M’attablant dans un coin isolé, bien en face de la porte, afin d’apercevoir Bamboche dès son arrivée, je demandai une petite portion de viande, du pain et de l’eau. Je regardai la pendule du cabaret, elle marquait neuf heures… J’avais encore, au pis-aller, deux ou trois heures à attendre.

Je commençai mon frugal repas, attachant mon regard inquiet sur la porte du cabaret, dès qu’elle s’ouvrait, épiant et, comme on dit vulgairement, dévisageant tous ceux qui entraient, certain d’ailleurs de reconnaître Bamboche, malgré les années passées depuis notre séparation, car ses traits énergiques et accentués étaient trop profondément gravés dans ma mémoire pour les méconnaître.

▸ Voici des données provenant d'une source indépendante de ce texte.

PR #694, opened 2019-09-19
Add some initial Saros-Server documentation

Drakulix:

Please, check that:
- [x] your code complies with the google java format (see [here](https://www.saros-project.org/contribute/development-environment.html) for details) or ESLint configuration

### Description

Some initial docs for Saros-Server in preparation of the first release.
Feel free to correct any spelling-mistakes / etc and make suggestions.

### DIFF
--- a/docs/contribute/saros-server.md
+++ b/docs/contribute/saros-server.md
@@ -31,6 +31,8 @@ The server will need some kind of permission system to allow a remote user to ma
 
 One server currently represents only one session. To lift this short-coming a Super-Server could be developed, that starts a new session-server on demand. This would also play nicely with the idea of an admin-user, as the user requesting the session could automatically be configured to be the first admin.
 
+This concept could prove to be very memory inefficient, as a new process and JVM would be started for each session. The overhead this brings needs to be evaluated to decide, how this should exactly be implemented. If the additional memory requirements are not overshadowed by Saros overall memory usage, an in-process solution could prove to be more reasonable.
+
 #### Challenges
 
 - It is not clear, how this can be represented in the XMPP-Protocol. The Super-Server would be logged with an XMPP-ID to setup the initial communication, but each session-server would need to be dynamically assigned a new JID or the same JID. New JIDs would need some kind of configuration and cooperation with the XMPP-Server. Re-using the same JID is currently not tested with Saros and might cause other unpredictable issues.
--- a/docs/contribute/saros-server.md
+++ b/docs/contribute/saros-server.md
@@ -1,0 +1,40 @@
+---
+title: Saros Server Development
+---
+
+## What is the Saros Server
+
+Please refer to the [User Documentation](../documentation/saros-server.md) for an explaination and the use-case of the saros server.
+
+Technically it is a headless session-host.
+
+## Code Structure
+
+The Saros Server codebase is comparably slim, as it only requires a [small subset of components](https://github.com/saros-project/saros/blob/master/server/src/saros/server/ServerContextFactory.java) compared to IDE-Plugins. Therefor it may also help to understand Saros overall architecture and as a reference for starting new Saros-Implementations.
+
+Notable exceptions are the [filesystem](https://github.com/saros-project/saros/tree/master/server/src/saros/server/filesystem), [editor](https://github.com/saros-project/saros/tree/master/server/src/saros/server/editor) and [preferences](https://github.com/saros-project/saros/tree/master/server/src/saros/server/preferences) implementations, which are usually adapted from IDE-specific APIs.
+
+## Open Topics
+
+### Permission System
+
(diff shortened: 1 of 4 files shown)


docs/documentation/saros-server.md
```diff
@@ -0,0 +1,53 @@
...
+
+## Use-case
+
+The use-case of the server is to host session independently of any participant. As it takes the role of the session-host any participant may leave or join the session at any time.
+
+## Usage
+
+The Saros-Server is currently available in version **0.1.0** as a standalone jar on [our Github Releases](https://github.com/saros-project/saros/releases).
+
+The server needs it's own Jabber-ID and can then be started via:
```
m273d15: Even if we call it a JID( = Jabber ID) I would prefer to call it an "XMPP account" as in the getting started docs.
```suggestion
The server needs it's own XMPP account and can then be started via:
```

docs/contribute/saros-server.md
```diff
@@ -0,0 +1,40 @@
...
+
+## What is the Saros Server
+
+Please refer to the [User Documentation](../documentation/saros-server.md) for an explaination and the use-case of the saros server.
+
+Technically it is a headless session-host.
+
+## Code Structure
+
+The Saros Server codebase is comparably slim, as it only requires a [small subset of components](https://github.com/saros-project/saros/blob/master/server/src/saros/server/ServerContextFactory.java#L63) compared to IDE-Plugins. Therefor it may also help to understand Saros overall architecture and as a reference for starting new Saros-Implementations.
```
m273d15: Referencing a line has a high probability that the you reference the wrong code in the future.
```suggestion
The Saros Server codebase is comparably slim, as it only requires a [small subset of components](https://github.com/saros-project/saros/blob/master/server/src/saros/server/ServerContextFactory.java) compared to IDE-Plugins. Therefor it may also help to understand Saros overall architecture and as a reference for starting new Saros-Implementations.
```

docs/contribute/saros-server.md
```diff
@@ -0,0 +1,40 @@
...
+The server will need some kind of permission system to allow a remote user to manage these tasks. The simplest (and likely sufficient) variant would move this role to some kind of "Admin"-User, that may be configured for a given server.
+
+#### Challenges
+
+- New Activities will likely need to be introduced, that need to be understood by all existing IDE-Clients and show the appropriate dialogs.
+- There needs to be a system to transfer the admin rights, otherwise the admin-user becomes the new session-host, that will leave behind a broken (rather then disconnected) session, once he leaves.
+
+### Super-Server
+
+One server currently represents only one session. To lift this short-coming a Super-Server could be developed, that starts a new session-server on demand. This would also play nicely with the idea of an admin-user, as the user requesting the session could automatically be configured to be the first admin.
```
srossbach: This does not scale well (consumes to much memory) if you fork a child process for each session. I think 64 MB is the minimum of memory (guess this is still to low) that the process would need, So hosting about 30 session will already consume almost 2 GB.

Drakulix: This idea exists for quite some time already and has some nice properties:

- It is nicely capsulated, which makes this a good issue for a newcomer to the project (e.g. bachelor thesis)
- One session crashing would not crash the entire server
- It would likely simplify the code

Of course, each separate process and JVM would need additional memory, but a connected saros-server only takes about 28mb on my system, which already includes a good chunk of saros objects. So you are overestimating, what resources the JVM needs these days.

My guess is, that most of the memory would be used by the open documents / jupiter-algorithm / etc anyway, as saros was not designed to be particular memory-efficient anyway.

As a result, the server would need quite a lot of memory to be able to handle 30 sessions anyway. I expect an early release of this feature to be used for 5-10 session max. I think the main benefit is the ease of use, that it provides when you do not need to start the server manually.

That said, this is clearly something that needs to be evaluated by whoever want to implement this feature. I will this to the docs.

docs/contribute/saros-server.md
```diff
@@ -31,6 +31,8 @@ The server will need some kind of permission system to allow a remote user to ma
 
 One server currently represents only one session. To lift this short-coming a Super-Server could be developed, that starts a new session-server on demand. This would also play nicely with the idea of an admin-user, as the user requesting the session could automatically be configured to be the first admin.
 
+This concept could prove to be very memory inefficient, as a new process and JVM would be started for each session. The overhead this brings needs to be evaluated to decide, how this should exactly be implemented. If the additional memory requirements are not overshadowed by Saros overall memory usage, an in-process solution could prove to be more reasonable.
+
```
Drakulix: @srossbach I hope this explanation is satisfactory, as it clearly states, that the nature of the actual implementation still remains to be discussed/decided/evaluated.

srossbach:
I think the memory footprint can be even smaller, maybe 16 MB. However we have to major problems.

1. There is no traffic control, i.e you can flood the server with activities until it runs OOM.
2. The famous FileActivities (see various issues in the issue tracker) which produces OOM on either the sending or receiving side.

Tandis que j’avais ainsi les yeux fixés sur la porte chaque fois qu’elle s’ouvrait, je vis entrer un jeune homme qui pouvait avoir vingt-cinq ans au plus ; sa taille était svelte. Sa figure me frappa tout d’abord par la régularité, par la rare et mâle beauté de ses traits, cependant un peu fatigués ; il était pâle, son visage paraissait d’une blancheur d’autant plus mate que ses sourcils et ses favoris, assez longs, étaient très-bruns, et que le vieux paletot noirâtre que portait cet homme, boutonné jusqu’au cou, ne laissait voir ni col de chemise, ni cravate. La chaussure, le pantalon de ce personnage étaient souillé de boue, et il portait une casquette toute déformée.